* _Task item_
Reproduce exactly the stretch of lines running from the line with "means sort along" to the end of the entries below.

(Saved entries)
PR #6872, opened 2022-07-18
Accept `kind` in `sort`/`argsort` and fix `cupy.array_api.{sort,argsort}` accordingly

### LINKED ISSUE #5701: Sorting functions miss arguments `kind` and `order`
Refs:
- `argsort()`:
  - NumPy: https://numpy.org/doc/stable/reference/generated/numpy.argsort.html
  - CuPy: https://docs.cupy.dev/en/stable/reference/generated/cupy.argsort.html
- `sort()`
  - NumPy: https://numpy.org/doc/stable/reference/generated/numpy.sort.html
  - CuPy: https://docs.cupy.dev/en/stable/reference/generated/cupy.sort.html

I haven't checked other sorting functions (ex: `partition()`) but they probably missed them too. Though, Array API v1 only needs the above two sorting functions.

The `kind` argument is needed by the Array API standard (#5698, #4789).

### LINKED ISSUE #6779: array_api sort() does not work
### Description

The array_api sort() is copied from the NumPy implementation, but passes through a `kind` keyword which doesn't exist in `cupy.sort`.

### To Reproduce

```py
>>> a = xp.asarray([1, 0, 2])
>>> xp.sort(a)
  File "/home/aaronmeurer/anaconda3/envs/array-api/lib/python3.10/site-packages/cupy/array_api/_sorting_functions.py", line 45, in sort
    res = np.sort(x._array, axis=axis, kind=kind)
TypeError: sort() got an unexpected keyword argument 'kind'
```

### Installation

### Environment

```
# Paste the output here
```

### Additional Information

The array API does require support for a `stable` keyword. If `cupy.sort` is always stable, it can just ignore this flag, as `stable=False` is allowed to be stable (see https://data-apis.org/array-api/latest/API_specification/generated/signatures.sorting_functions.sort.html). Otherwise, I would suggest raising NotImplementedError for `stable=True` (which is unfortunately the default).

leofang:
This is for both NumPy compliance (#5701) and Array API compliance (#6779).

What this PR does is to simply add the kw-arg `kind`, allowing passing through of the argument.

However, given that currently there's only one sorting algorithm implemented in CuPy (from Thrust), we can't support `kind` being anything other than `None` or `"stable"`. So for Array API internally we always set `kind` to `None` regardless if users set `stable` to `True` or `False`. (Confirmed during a meeting that this was the intent of the standard.)

Close #5701. Close #6779.

cc: @asmeurer

### DIFF
--- a/cupy/_sorting/sort.py
+++ b/cupy/_sorting/sort.py
@@ -4,7 +4,7 @@ import numpy
 from cupy.cuda import thrust
 
 
-def sort(a, axis=-1):
+def sort(a, axis=-1, kind=None):
     """Returns a sorted copy of an array with a stable sorting algorithm.
 
     Args:
@@ -12,6 +12,8 @@ def sort(a, axis=-1):
         axis (int or None): Axis along which to sort. Default is -1, which
             means sort along the last axis. If None is supplied, the array is
             flattened before sorting.
+        kind: Default is `None`, which is equivalent to 'stable'. Unlike in
+            NumPy any other options are not accepted here.
 
     Returns:
         cupy.ndarray: Array of the same type and shape as ``a``.
@@ -24,6 +26,8 @@ def sort(a, axis=-1):
     .. seealso:: :func:`numpy.sort`
 
     """
+    if kind is not None and kind != 'stable':
+        raise ValueError("kind can only be None or 'stable'")
     if axis is None:
         ret = a.flatten()
         axis = -1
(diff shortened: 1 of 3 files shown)


kmaehashi (approved):
LGTM!

leofang:
It seems the array-api CI has some issues...?

leofang:
This is ready.

kmaehashi (approved):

* _Result of the task_
             means sort along the last axis. If None is supplied, the array is
             flattened before sorting.
+        kind: Default is `None`, which is equivalent to 'stable'. Unlike in
+            NumPy any other options are not accepted here.
 
     Returns:
         cupy.ndarray: Array of the same type and shape as ``a``.
@@ -24,6 +26,8 @@ def sort(a, axis=-1):
     .. seealso:: :func:`numpy.sort`
 
     """
+    if kind is not None and kind != 'stable':
+        raise ValueError("kind can only be None or 'stable'")
     if axis is None:
         ret = a.flatten()
         axis = -1
(diff shortened: 1 of 3 files shown)


kmaehashi (approved):
LGTM!

leofang:
It seems the array-api CI has some issues...?

leofang:
This is ready.

kmaehashi (approved):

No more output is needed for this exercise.